> **Record set**

Issue #992, opened 2021-04-27
Use LSP trace logging facilities


TheGeorge:
**Is your feature request related to a problem? Please describe.**
Currently, the LS logs only it's own log file, which makes issue not surface in the client (unless the LS crashes hard).

**Describe the solution you'd like**
The LSP defines trace log messages, see 
https://microsoft.github.io/language-server-protocol/specifications/specification-current/#logTrace

We should install an additional log-handler that emits these events to the client.

robertoaloi:
@TheGeorge Can we mark this one as done?

TheGeorge:
Yes, I forgot to close the issue.

PR #1033, opened 2021-06-07
[els_core] add logging via client notifications

TheGeorge:
### Description

This adds an additional loghandler, that forwards LSP logging to the client via `window/LogMessage` messages.
(see https://microsoft.github.io/language-server-protocol/specifications//specification-3-17/#window_logMessage)


TheGeorge:
this addresse #992 

Screen Shot 2021-06-07 at 2 28 48 PM

apps/els_lsp/src/els_log_notification.erl
```diff
@@ -0,0 +1,50 @@
...
+    ok = logger:add_handler( ?MODULE
+                           , ?MODULE
+                           , #{ level => LoggingLevel }
+                           ),
+    ignore.
+
+-spec log(logger:log_event(), logger:config_handler()) -> ok.
+log(#{level := Level} = LogEvent, _Config) ->
+    try
+        Msg = logger_formatter:format(LogEvent, #{ template => [ "[", time, "] "
```
robertoaloi, line 20: Something that we should also consider for the other logs is to make these messages a bit more readable. For example, we could start with `[level] msg` and have the remaining parts at the end. Not sure if it's easy, but we could only have the filename instead of the full path. WDYT?

apps/els_lsp/src/els_log_notification.erl
```diff
@@ -0,0 +1,50 @@
+-module(els_log_notification).
+
+-export([start/0]).
+-export([log/2]).
+
+-type lsp_message_type() :: 1 | 2 | 3 | 4.
```
robertoaloi, line 6: It would be good to map the `const`s from the specs to macros and use those instead of the numeric literals. For example:

```
-define(ERROR, 1)
```

And then the following:

```
map_otp_log_level_to_lsp(emergency) -> 1;
```

Would become:

```
map_otp_log_level_to_lsp(emergency) -> ?ERROR;
```

apps/els_lsp/src/els_sup.erl
```diff
@@ -79,6 +79,10 @@ init([]) ->
                , #{ id       => els_server
                   , start    => {els_server, start_link, []}
                   }
+               , #{ id       => els_log_notification
```
robertoaloi, line 82: Do we really need a process for this? Can't we just add the handler at boot?

TheGeorge: My reasoning was that the handler needs to start after els_server. The start function actually returns `ignore` so there is no process.

But you are right, I can just statically add the handler in `erlang_ls.erl`

apps/els_lsp/src/els_log_notification.erl
TheGeorge: agreed, let me play with the format a bit

TheGeorge:
Screen Shot 2021-06-07 at 5 44 14 PM

that's how it looks right now

TheGeorge:
Alright, last update to the format for now, editor and client will display as following:
```
[info] [2021-06-07T18:20:57.534105+01:00] els_background_job:init/1 L101 <0.208.0>
Background job started. [pid=<0.208.0>] [title=<<"Dialyzer (daptoy_fact)">>]
[info] [2021-06-07T18:20:57.534610+01:00] els_background_job:terminate/2 L187 <0.208.0>
Background job completed. [pid=<0.208.0>]
[info] [2021-06-07T18:20:57.534673+01:00] els_background_job:init/1 L101 <0.209.0>
Background job started. [pid=<0.209.0>] [title=<<"Elvis (daptoy_fact)">>]
[info] [2021-06-07T18:20:57.535272+01:00] els_background_job:init/1 L101 <0.210.0>
Background job started. [pid=<0.210.0>] [title=<<"UnusedIncludes (daptoy_fact)">>]
[info] [2021-06-07T18:20:57.535725+01:00] els_background_job:init/1 L101 <0.211.0>
Background job started. [pid=<0.211.0>] [title=<<"UnusedMacros (daptoy_fact)">>]
[info] [2021-06-07T18:20:57.536141+01:00] els_background_job:terminate/2 L187 <0.211.0>
Background job completed. [pid=<0.211.0>]
[info] [2021-06-07T18:20:57.538822+01:00] els_background_job:init/1 L101 <0.212.0>
Background job started. [pid=<0.212.0>] [title=<<"Lenses">>]
```

This will make debugging hopefully easier

robertoaloi (approved):

robertoaloi:
Nice!

PR #1036, opened 2021-06-09
Fix creating macro POIs in function applications

### LINKED ISSUE #1021: Unused macro is actually used
**Describe the bug**
ErlangLS warns about an unused macro. But the macro _is_ actually being used.

**To Reproduce**
```erlang
-module(foo).
-export([bar/0]).

-define(BAZ, baz).  % Unused macro: BAZ (incorrect)
-define(QUUX, quux).
-define(FNORD, fnord).  % Unused macro: FNORD (correct)

bar() ->
    % ...but it _is_ used.
    ?BAZ:call(?QUUX).
```

**Expected behavior**
- BAZ should not be reported as unused, because it is used. This is the bug.
- QUUX should not be reported as unused, because it is used. This is a control.
- FNORD should be reported as unused, because it is not used. This is a control.

**Actual behavior**
See comments in the snippet above.

**Context**
 - `erlang_ls` version (tag/sha): 0.15.0
 - Editor used: VS Code 1.56.2
 - LSP client used: erlang-ls.erlang-ls extension, 0.0.25

gomoripeti:
### Description

If we don't create a POI for a function application (because module or function is not a literal atom) then potentially create POIs from its subtrees.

> **Task**
Exactly and without omission, set down every entry.

> **Exercise answer**
Issue #992, opened 2021-04-27
Use LSP trace logging facilities


TheGeorge:
**Is your feature request related to a problem? Please describe.**
Currently, the LS logs only it's own log file, which makes issue not surface in the client (unless the LS crashes hard).

**Describe the solution you'd like**
The LSP defines trace log messages, see 
https://microsoft.github.io/language-server-protocol/specifications/specification-current/#logTrace

We should install an additional log-handler that emits these events to the client.

robertoaloi:
@TheGeorge Can we mark this one as done?

TheGeorge:
Yes, I forgot to close the issue.

PR #1033, opened 2021-06-07
[els_core] add logging via client notifications

TheGeorge:
### Description

This adds an additional loghandler, that forwards LSP logging to the client via `window/LogMessage` messages.
(see https://microsoft.github.io/language-server-protocol/specifications//specification-3-17/#window_logMessage)


TheGeorge:
this addresse #992 

Screen Shot 2021-06-07 at 2 28 48 PM

apps/els_lsp/src/els_log_notification.erl
```diff
@@ -0,0 +1,50 @@
...
+    ok = logger:add_handler( ?MODULE
+                           , ?MODULE
+                           , #{ level => LoggingLevel }
+                           ),
+    ignore.
+
+-spec log(logger:log_event(), logger:config_handler()) -> ok.
+log(#{level := Level} = LogEvent, _Config) ->
+    try
+        Msg = logger_formatter:format(LogEvent, #{ template => [ "[", time, "] "
```
robertoaloi, line 20: Something that we should also consider for the other logs is to make these messages a bit more readable. For example, we could start with `[level] msg` and have the remaining parts at the end. Not sure if it's easy, but we could only have the filename instead of the full path. WDYT?

apps/els_lsp/src/els_log_notification.erl
```diff
@@ -0,0 +1,50 @@
+-module(els_log_notification).
+
+-export([start/0]).
+-export([log/2]).
+
+-type lsp_message_type() :: 1 | 2 | 3 | 4.
```
robertoaloi, line 6: It would be good to map the `const`s from the specs to macros and use those instead of the numeric literals. For example:

```
-define(ERROR, 1)
```

And then the following:

```
map_otp_log_level_to_lsp(emergency) -> 1;
```

Would become:

```
map_otp_log_level_to_lsp(emergency) -> ?ERROR;
```

apps/els_lsp/src/els_sup.erl
```diff
@@ -79,6 +79,10 @@ init([]) ->
                , #{ id       => els_server
                   , start    => {els_server, start_link, []}
                   }
+               , #{ id       => els_log_notification
```
robertoaloi, line 82: Do we really need a process for this? Can't we just add the handler at boot?

TheGeorge: My reasoning was that the handler needs to start after els_server. The start function actually returns `ignore` so there is no process.

But you are right, I can just statically add the handler in `erlang_ls.erl`

apps/els_lsp/src/els_log_notification.erl
TheGeorge: agreed, let me play with the format a bit

TheGeorge:
Screen Shot 2021-06-07 at 5 44 14 PM

that's how it looks right now

TheGeorge:
Alright, last update to the format for now, editor and client will display as following:
```
[info] [2021-06-07T18:20:57.534105+01:00] els_background_job:init/1 L101 <0.208.0>
Background job started. [pid=<0.208.0>] [title=<<"Dialyzer (daptoy_fact)">>]
[info] [2021-06-07T18:20:57.534610+01:00] els_background_job:terminate/2 L187 <0.208.0>
Background job completed. [pid=<0.208.0>]
[info] [2021-06-07T18:20:57.534673+01:00] els_background_job:init/1 L101 <0.209.0>
Background job started. [pid=<0.209.0>] [title=<<"Elvis (daptoy_fact)">>]
[info] [2021-06-07T18:20:57.535272+01:00] els_background_job:init/1 L101 <0.210.0>
Background job started. [pid=<0.210.0>] [title=<<"UnusedIncludes (daptoy_fact)">>]
[info] [2021-06-07T18:20:57.535725+01:00] els_background_job:init/1 L101 <0.211.0>
Background job started. [pid=<0.211.0>] [title=<<"UnusedMacros (daptoy_fact)">>]
[info] [2021-06-07T18:20:57.536141+01:00] els_background_job:terminate/2 L187 <0.211.0>
Background job completed. [pid=<0.211.0>]
[info] [2021-06-07T18:20:57.538822+01:00] els_background_job:init/1 L101 <0.212.0>
Background job started. [pid=<0.212.0>] [title=<<"Lenses">>]
```

This will make debugging hopefully easier

robertoaloi (approved):

robertoaloi:
Nice!

PR #1036, opened 2021-06-09
Fix creating macro POIs in function applications

### LINKED ISSUE #1021: Unused macro is actually used
**Describe the bug**
ErlangLS warns about an unused macro. But the macro _is_ actually being used.

**To Reproduce**
```erlang
-module(foo).
-export([bar/0]).

-define(BAZ, baz).  % Unused macro: BAZ (incorrect)
-define(QUUX, quux).
-define(FNORD, fnord).  % Unused macro: FNORD (correct)

bar() ->
    % ...but it _is_ used.
    ?BAZ:call(?QUUX).
```

**Expected behavior**
- BAZ should not be reported as unused, because it is used. This is the bug.
- QUUX should not be reported as unused, because it is used. This is a control.
- FNORD should be reported as unused, because it is not used. This is a control.

**Actual behavior**
See comments in the snippet above.

**Context**
 - `erlang_ls` version (tag/sha): 0.15.0
 - Editor used: VS Code 1.56.2
 - LSP client used: erlang-ls.erlang-ls extension, 0.0.25

gomoripeti:
### Description

If we don't create a POI for a function application (because module or function is not a literal atom) then potentially create POIs from its subtrees.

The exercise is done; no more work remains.